Rapporteur spécial des Nations Unies sur les droits humains à l’eau potable et à l’assainissement, Pedro Arrojo Agudo a livré une intervention très remarquée.
« Imaginez un monde sans Organisation mondiale de la santé, où ce serait le lobby pharmaceutique qui convoquerait tous les trois ans des conférences pour décider de la santé mondiale, du Covid et des pandémies. C’est exactement ce qui se passe aujourd’hui pour l’eau. »
Selon lui, l’absence d’une véritable institution onusienne dédiée à l’eau et à l’assainissement a laissé le champ libre aux intérêts privés pour structurer la gouvernance mondiale de ce secteur vital.
« La Conférence de l’ONU sur l’eau de 2023, malgré ses limites, et celle prévue en 2026 placent désormais les Nations Unies devant leur responsabilité : assumer pleinement leur rôle de garant des droits humains. »
Pedro Arrojo Agudo plaide pour l’institutionnalisation des conférences sur l’eau sous l’autorité des Nations Unies, fondées sur une approche de droits humains et une participation sociale massive, en particulier celle des « titulaires de droits » : les populations privées d’eau et souvent réprimées lorsqu’elles la revendiquent.
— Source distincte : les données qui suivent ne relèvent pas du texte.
PR #3548, opened 2022-10-25
Generalize integer texture parameter requirements

### LINKED ISSUE #3536: Allow signedness to differ between integer texture builtin arguments (`C` template)
Consider the overload:

| Parameterization | Overload |
|-|-|
|`C is i32 or u32` | `fn textureLoad(t: texture_depth_2d_array, coords: vec2<C>, array_index: C, level: C) -> f32` |

There's no good reason that vector element type of `coords`, `array_index` and `level` all need to be the same signedness. This all-must-be-signed or all-must-be-unsigned is going to add confusion to overload mismatch failures, and adds a bunch of complexity and messy casts into translating from SPIR-V to WGSL†.

I propose that we separate out the template type for each integer parameter, e.g.:

| Parameterization | Overload |
|-|-|
|`C is i32 or u32`<br>`I is i32 or u32`<br>`L is i32 or u32` | `fn textureLoad(t: texture_depth_2d_array, coords: vec2<C>, array_index: I, level: L) -> f32` |

---

† SPIR-V -> WGSL could benefit from using the signed / unsigned overloads to avoid casts, however doing this is tricky - as you need to keep track of the signedness of all the integer parameters, and cast those that don't match the picked overload. Tint continues to cast all unsigned integer arguments to signed to ensure that we translate to a valid WGSL overload, but mixed parameter signedness could produce significantly more readable WGSL.

alan-baker:
Fixes #3536

* When integer parameters for texture built-in functions do not require a specific signedness (e.g. not offset), allow different signedness for each such parameter
  * For example, in `textureSampleLevel` on an array texture the level and array_index parameters may be different types

### DIFF
--- a/wgsl/index.bs
+++ b/wgsl/index.bs
@@ -13038,23 +13038,23 @@ Returns the dimensions of a texture, or texture's mip level in texels.
     <tr><td style="width:25%">Parameterization<th>Overload
   </thead>
   <tr algorithm="textureDimensions 1d">
-    <td><var ignore>ST</var> is [=i32=], [=u32=] or [=f32=]<br>
+    <td><var ignore>ST</var> is [=i32=], [=u32=], or [=f32=]<br>
         <var ignore>F</var> is a [=texel format=]<br>
         <var ignore>A</var> is an [=access mode=]<br><br>
         |T| is `texture_1d<ST>` or `texture_storage_1d<F,A>`
     <td><xmp highlight=rust>fn textureDimensions(t: T) -> u32</xmp>
 
   <tr algorithm="textureDimensions 1d level">
-    <td><var ignore>ST</var> is [=i32=], [=u32=] or [=f32=]<br><br>
+    <td><var ignore>ST</var> is [=i32=], [=u32=], or [=f32=]<br><br>
         |T| is `texture_1d<ST>`
 
-        <var ignore>C</var> is [=i32=] or [=u32=]
+        <var ignore>L</var> is [=i32=], or [=u32=]
     <td><xmp highlight=rust>
 fn textureDimensions(t: T,
-                     level: C) -> u32</xmp>
+                     level: L) -> u32</xmp>
 
   <tr algorithm="textureDimensions 2d">
-    <td><var ignore>ST</var> is [=i32=], [=u32=] or [=f32=]<br>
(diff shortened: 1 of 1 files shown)


wgsl/index.bs
```diff
@@ -13437,66 +13440,75 @@ Reads a single texel from a texture without sampling or filtering.
...
 
   <tr algorithm="textureLoad 3d">
     <td><var ignore>C</var> is [=i32=] or [=u32=]<br>
+        <var ignore>L</var> is [=i32=] or [=u32=]<br>
         <var ignore>ST</var> is [=i32=], [=u32=] or [=f32=]
     <td><xmp highlight=rust>
 fn textureLoad(t: texture_3d<ST>,
                coords: vec3<C>,
-               level: C) -> vec4<ST></xmp>
+               level: L) -> vec4<ST></xmp>
```
ben-clayton, line 13476: Please can we apply these names consistently to all texture builtins?`textureDimensions` and friends are still using `C` for `level`.

ben-clayton: I just implemented this for tint. Maybe this is helpful:
https://dawn-review.googlesource.com/c/dawn/+/107160/1/src/tint/intrinsics.def

wgsl/index.bs
```diff
@@ -13038,23 +13038,23 @@ Returns the dimensions of a texture, or texture's mip level in texels.
...
         |T| is `texture_1d<ST>` or `texture_storage_1d<F,A>`
     <td><xmp highlight=rust>fn textureDimensions(t: T) -> u32</xmp>
 
   <tr algorithm="textureDimensions 1d level">
-    <td><var ignore>ST</var> is [=i32=], [=u32=] or [=f32=]<br><br>
+    <td><var ignore>ST</var> is [=i32=], [=u32=], or [=f32=]<br><br>
         |T| is `texture_1d<ST>`
 
-        <var ignore>C</var> is [=i32=] or [=u32=]
+        <var ignore>L</var> is [=i32=], or [=u32=]
```
dneto0, line 13051: nit: I wouldn't bother with the comma here.
Oxford (or serial) comma rule kicks in when three or more elements are in sequence.

dneto0 (approved):

dneto0:
I think users will really like this.  :-)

« L’eau est gérée localement. Il est donc indispensable de convoquer les communautés, les réseaux de gestion communautaire et les municipalités, aujourd’hui largement exclues des espaces internationaux de décision. »
Avec de nombreuses organisations à travers le monde, il soutient la création de la Plateforme sociale pour l’eau, destinée à fédérer peuples autochtones, mouvements contre la privatisation, réseaux interreligieux, ONG et collectivités locales autour d’un même objectif : faire de l’eau un droit effectif, et non une marchandise.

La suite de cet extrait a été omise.